## To do
Below are records; report the number of lines in them that include the word "custom", with no other text.

Entries supplied below:

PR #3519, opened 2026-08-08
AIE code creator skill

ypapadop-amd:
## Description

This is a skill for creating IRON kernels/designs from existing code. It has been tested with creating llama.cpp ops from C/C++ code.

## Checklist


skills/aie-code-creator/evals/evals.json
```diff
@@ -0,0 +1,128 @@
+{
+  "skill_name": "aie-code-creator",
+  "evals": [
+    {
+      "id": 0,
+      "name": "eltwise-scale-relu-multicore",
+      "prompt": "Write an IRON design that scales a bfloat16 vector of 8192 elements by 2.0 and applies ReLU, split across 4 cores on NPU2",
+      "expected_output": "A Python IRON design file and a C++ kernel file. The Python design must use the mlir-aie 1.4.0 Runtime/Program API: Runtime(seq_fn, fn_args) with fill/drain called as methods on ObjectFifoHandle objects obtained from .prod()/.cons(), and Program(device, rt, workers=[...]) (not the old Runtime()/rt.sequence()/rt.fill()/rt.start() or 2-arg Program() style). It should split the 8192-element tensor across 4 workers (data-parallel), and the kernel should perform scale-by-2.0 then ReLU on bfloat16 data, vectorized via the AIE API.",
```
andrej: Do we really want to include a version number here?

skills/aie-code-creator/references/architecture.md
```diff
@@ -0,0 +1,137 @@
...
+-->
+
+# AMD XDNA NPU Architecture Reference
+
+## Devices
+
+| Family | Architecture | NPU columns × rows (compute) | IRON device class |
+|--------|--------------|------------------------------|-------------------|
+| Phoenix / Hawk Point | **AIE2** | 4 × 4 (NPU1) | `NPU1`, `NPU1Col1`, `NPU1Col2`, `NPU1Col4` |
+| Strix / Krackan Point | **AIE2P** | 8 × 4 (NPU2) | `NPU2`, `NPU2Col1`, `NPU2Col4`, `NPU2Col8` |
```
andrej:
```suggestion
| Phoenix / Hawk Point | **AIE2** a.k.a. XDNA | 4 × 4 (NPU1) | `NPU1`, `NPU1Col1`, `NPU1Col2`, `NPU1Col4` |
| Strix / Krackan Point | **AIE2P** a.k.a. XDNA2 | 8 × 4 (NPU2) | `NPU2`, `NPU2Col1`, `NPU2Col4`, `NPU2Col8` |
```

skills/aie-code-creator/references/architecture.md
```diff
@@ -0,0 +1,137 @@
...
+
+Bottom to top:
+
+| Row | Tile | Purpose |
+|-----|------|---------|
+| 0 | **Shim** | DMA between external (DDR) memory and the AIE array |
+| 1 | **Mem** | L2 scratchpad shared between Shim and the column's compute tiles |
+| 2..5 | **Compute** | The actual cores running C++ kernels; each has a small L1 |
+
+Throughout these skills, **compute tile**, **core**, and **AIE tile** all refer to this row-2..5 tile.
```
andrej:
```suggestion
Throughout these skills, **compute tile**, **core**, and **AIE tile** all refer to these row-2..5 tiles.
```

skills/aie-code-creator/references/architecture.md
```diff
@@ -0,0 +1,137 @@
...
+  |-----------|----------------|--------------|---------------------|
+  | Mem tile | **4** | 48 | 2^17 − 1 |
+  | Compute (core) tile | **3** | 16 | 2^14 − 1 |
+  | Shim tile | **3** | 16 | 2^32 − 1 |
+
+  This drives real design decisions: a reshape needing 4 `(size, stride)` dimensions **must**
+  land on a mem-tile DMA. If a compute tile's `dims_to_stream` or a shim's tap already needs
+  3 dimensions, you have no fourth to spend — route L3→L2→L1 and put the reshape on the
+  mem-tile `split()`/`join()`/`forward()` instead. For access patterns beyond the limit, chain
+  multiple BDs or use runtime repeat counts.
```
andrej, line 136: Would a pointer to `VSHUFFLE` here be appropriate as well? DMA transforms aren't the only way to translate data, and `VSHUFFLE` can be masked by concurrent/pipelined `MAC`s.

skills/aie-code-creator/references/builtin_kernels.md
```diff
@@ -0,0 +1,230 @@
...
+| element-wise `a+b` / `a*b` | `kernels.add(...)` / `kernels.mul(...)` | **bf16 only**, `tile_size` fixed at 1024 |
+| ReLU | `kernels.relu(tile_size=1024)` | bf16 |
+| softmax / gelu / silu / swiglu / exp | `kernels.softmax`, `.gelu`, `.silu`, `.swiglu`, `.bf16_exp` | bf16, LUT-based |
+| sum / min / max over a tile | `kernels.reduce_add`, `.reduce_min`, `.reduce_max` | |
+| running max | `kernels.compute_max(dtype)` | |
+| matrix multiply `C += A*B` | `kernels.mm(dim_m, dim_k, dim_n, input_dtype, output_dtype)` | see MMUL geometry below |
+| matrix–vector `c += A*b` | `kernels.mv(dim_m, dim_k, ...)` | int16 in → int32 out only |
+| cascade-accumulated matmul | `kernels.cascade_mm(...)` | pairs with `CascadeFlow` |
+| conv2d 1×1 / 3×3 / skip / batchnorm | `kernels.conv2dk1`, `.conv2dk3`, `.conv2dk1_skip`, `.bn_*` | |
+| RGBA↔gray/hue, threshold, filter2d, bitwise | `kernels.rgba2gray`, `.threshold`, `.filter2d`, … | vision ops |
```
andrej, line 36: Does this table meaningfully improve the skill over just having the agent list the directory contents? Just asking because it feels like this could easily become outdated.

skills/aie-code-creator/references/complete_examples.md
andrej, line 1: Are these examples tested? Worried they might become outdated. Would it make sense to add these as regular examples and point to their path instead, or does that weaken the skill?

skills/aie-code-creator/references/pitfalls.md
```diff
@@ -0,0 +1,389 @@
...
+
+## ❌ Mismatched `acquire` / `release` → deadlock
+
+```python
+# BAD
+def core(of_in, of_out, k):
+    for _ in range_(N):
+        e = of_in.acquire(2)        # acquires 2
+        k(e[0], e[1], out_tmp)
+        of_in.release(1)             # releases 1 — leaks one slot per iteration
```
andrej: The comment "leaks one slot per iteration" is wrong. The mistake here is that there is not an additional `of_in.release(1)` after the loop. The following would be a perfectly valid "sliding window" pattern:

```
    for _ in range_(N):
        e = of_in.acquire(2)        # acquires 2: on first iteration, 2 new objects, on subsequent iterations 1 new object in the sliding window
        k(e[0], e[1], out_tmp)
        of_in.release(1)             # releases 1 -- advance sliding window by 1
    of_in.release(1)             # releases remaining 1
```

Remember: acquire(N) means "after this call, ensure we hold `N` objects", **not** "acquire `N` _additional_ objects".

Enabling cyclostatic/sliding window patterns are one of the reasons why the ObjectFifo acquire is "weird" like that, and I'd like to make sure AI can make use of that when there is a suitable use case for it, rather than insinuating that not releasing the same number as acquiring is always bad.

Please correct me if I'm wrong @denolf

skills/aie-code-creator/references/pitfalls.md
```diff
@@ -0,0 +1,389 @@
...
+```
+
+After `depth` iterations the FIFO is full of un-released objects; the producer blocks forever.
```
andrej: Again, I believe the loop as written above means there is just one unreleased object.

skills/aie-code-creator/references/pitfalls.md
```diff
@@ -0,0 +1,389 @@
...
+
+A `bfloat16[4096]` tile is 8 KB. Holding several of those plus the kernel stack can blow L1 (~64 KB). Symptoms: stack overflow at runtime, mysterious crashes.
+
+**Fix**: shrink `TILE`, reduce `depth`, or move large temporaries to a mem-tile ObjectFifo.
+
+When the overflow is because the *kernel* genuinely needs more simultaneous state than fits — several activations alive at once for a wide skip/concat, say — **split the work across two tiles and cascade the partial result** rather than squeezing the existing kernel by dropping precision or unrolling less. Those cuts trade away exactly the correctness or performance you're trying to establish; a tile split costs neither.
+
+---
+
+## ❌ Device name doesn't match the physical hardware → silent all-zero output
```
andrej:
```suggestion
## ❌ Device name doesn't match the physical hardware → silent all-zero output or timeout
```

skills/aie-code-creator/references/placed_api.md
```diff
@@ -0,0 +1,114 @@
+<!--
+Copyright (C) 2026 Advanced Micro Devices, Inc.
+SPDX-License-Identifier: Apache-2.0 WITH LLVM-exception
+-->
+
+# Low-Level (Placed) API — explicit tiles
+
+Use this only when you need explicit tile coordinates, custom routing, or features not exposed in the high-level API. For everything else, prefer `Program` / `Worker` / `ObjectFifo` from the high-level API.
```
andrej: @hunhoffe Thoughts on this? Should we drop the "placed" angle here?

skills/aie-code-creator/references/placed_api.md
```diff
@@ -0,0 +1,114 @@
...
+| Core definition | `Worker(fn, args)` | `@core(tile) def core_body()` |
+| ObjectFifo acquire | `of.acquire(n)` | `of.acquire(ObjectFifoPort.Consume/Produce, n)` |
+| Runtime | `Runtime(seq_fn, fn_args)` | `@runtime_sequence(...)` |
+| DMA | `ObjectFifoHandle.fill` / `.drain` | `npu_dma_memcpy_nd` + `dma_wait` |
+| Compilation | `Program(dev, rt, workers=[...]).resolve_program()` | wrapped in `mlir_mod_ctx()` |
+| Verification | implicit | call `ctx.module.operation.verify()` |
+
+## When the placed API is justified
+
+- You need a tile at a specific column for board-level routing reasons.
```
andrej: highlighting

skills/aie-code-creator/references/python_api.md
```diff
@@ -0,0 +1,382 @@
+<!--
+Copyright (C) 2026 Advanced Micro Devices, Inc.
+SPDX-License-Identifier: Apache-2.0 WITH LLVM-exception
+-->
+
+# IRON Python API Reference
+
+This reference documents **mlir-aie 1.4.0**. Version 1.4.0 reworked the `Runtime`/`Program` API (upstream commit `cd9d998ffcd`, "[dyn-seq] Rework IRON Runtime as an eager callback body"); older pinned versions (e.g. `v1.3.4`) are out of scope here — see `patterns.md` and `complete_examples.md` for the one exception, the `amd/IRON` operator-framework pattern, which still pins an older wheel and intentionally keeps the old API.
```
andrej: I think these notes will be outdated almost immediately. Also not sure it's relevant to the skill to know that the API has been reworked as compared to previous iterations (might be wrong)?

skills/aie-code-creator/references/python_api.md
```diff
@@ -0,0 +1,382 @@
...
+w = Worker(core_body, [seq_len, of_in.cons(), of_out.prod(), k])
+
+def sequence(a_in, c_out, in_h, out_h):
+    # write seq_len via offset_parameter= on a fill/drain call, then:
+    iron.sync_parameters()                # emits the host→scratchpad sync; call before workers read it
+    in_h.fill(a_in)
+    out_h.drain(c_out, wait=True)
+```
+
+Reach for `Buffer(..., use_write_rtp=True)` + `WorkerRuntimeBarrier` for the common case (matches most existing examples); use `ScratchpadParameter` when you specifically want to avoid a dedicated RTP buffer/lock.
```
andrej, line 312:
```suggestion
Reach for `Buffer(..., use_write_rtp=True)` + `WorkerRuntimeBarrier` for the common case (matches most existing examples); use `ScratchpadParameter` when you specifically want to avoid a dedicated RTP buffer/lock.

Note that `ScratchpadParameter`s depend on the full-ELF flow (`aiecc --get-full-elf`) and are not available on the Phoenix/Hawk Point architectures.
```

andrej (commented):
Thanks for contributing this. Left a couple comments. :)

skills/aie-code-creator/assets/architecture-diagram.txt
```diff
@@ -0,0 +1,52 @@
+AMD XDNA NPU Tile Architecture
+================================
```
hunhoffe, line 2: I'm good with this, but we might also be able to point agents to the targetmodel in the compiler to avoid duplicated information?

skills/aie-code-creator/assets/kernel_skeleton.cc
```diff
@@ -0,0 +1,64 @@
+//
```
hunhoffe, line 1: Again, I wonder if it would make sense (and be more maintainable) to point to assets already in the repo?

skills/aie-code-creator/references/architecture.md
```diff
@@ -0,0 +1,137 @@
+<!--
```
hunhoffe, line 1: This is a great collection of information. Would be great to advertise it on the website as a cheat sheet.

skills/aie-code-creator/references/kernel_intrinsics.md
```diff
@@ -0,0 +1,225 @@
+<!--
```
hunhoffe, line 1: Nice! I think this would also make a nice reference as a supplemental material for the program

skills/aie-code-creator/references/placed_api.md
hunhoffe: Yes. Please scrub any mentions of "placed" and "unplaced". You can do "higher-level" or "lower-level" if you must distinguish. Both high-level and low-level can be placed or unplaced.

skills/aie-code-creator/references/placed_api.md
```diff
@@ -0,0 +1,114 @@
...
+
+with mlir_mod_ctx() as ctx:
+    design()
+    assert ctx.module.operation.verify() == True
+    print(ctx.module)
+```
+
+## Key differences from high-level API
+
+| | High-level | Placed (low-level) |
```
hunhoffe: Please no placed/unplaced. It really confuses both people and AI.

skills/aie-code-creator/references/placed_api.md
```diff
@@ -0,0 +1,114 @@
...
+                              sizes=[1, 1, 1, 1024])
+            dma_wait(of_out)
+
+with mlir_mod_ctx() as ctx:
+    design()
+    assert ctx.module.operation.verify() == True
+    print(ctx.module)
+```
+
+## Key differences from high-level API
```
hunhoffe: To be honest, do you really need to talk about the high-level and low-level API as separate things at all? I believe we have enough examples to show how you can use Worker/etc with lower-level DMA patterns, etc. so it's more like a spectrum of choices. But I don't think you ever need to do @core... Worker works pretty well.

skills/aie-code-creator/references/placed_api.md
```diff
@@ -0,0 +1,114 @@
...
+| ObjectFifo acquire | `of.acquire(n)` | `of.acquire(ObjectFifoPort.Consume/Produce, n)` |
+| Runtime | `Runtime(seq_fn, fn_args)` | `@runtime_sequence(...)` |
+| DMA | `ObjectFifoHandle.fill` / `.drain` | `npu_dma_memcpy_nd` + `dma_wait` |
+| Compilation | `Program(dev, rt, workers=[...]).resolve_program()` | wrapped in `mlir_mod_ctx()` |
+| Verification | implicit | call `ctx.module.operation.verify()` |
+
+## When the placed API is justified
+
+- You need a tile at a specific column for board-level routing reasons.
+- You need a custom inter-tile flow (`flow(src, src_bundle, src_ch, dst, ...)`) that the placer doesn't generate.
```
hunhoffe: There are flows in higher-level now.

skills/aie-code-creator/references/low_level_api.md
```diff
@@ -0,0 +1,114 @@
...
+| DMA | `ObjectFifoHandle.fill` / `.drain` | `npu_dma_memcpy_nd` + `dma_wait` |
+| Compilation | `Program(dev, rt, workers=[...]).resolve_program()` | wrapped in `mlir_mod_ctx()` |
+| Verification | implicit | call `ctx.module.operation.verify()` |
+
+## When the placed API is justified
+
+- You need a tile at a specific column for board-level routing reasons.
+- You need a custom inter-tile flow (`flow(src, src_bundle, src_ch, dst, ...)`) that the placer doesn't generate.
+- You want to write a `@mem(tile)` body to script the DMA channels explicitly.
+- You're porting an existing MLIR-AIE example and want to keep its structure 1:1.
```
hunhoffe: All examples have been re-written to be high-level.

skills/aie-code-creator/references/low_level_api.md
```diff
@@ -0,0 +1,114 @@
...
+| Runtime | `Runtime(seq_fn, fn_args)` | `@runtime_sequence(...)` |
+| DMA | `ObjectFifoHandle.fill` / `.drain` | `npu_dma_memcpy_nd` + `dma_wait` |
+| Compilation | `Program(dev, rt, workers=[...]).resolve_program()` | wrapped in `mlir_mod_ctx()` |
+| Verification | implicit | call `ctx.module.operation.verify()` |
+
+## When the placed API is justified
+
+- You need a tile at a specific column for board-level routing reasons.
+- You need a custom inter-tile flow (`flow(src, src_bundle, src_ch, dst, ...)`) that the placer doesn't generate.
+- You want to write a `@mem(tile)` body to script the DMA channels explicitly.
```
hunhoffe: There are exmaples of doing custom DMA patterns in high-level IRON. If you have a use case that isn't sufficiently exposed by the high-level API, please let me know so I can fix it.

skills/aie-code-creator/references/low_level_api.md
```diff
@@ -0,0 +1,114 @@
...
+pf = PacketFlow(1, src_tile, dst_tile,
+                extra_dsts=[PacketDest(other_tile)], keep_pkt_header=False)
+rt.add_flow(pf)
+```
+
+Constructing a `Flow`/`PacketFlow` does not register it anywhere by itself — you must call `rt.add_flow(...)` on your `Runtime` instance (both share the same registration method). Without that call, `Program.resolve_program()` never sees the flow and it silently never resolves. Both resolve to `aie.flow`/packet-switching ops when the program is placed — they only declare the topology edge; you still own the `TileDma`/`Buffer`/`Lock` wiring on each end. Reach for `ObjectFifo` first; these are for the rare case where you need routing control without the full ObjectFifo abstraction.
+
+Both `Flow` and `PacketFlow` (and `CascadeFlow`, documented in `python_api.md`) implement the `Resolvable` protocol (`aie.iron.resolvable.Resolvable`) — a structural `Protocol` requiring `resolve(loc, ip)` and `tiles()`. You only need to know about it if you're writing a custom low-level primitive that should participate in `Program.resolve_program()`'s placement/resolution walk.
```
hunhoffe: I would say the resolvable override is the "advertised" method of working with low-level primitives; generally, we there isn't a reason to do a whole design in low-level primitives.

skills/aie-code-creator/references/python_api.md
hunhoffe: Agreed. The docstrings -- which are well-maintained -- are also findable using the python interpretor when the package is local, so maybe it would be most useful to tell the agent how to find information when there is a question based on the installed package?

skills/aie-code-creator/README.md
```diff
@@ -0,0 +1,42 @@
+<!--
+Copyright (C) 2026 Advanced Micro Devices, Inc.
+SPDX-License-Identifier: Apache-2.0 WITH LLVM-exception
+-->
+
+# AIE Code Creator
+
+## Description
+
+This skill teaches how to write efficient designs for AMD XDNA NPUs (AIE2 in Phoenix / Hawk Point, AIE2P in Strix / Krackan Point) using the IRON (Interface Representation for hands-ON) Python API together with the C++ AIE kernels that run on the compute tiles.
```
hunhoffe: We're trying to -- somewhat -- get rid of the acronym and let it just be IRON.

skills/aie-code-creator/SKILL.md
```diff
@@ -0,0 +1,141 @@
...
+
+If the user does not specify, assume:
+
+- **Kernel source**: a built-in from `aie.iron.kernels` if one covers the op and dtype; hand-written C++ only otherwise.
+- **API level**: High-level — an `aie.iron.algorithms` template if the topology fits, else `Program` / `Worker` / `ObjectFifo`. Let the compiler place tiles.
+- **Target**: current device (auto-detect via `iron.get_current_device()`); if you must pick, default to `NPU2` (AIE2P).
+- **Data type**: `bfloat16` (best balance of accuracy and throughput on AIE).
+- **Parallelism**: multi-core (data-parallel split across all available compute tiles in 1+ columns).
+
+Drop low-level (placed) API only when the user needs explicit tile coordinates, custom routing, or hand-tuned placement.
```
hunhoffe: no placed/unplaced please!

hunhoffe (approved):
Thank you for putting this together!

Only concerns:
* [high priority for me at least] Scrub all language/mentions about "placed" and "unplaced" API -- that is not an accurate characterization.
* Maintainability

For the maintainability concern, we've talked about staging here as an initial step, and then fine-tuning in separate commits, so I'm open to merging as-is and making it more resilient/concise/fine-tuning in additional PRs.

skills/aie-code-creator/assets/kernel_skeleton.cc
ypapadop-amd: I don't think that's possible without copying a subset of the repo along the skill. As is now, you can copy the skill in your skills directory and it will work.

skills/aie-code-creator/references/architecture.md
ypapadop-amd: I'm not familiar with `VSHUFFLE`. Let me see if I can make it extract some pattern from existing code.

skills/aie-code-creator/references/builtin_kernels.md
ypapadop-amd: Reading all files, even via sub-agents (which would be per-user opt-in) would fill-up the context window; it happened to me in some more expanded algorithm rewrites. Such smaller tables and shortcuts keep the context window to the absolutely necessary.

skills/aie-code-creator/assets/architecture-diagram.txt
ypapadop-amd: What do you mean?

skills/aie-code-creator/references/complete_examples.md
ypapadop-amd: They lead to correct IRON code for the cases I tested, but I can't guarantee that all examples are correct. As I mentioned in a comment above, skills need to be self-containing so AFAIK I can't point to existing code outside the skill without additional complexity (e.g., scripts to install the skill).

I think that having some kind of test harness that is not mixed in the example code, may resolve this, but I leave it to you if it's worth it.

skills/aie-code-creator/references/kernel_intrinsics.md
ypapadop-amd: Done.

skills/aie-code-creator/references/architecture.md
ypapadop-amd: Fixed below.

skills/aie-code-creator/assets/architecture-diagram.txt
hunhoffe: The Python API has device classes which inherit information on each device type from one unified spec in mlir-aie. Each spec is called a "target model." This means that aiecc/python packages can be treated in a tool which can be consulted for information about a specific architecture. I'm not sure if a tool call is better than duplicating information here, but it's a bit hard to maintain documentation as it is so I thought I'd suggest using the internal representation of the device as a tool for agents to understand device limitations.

End of Entries supplied.

## Exercise output
7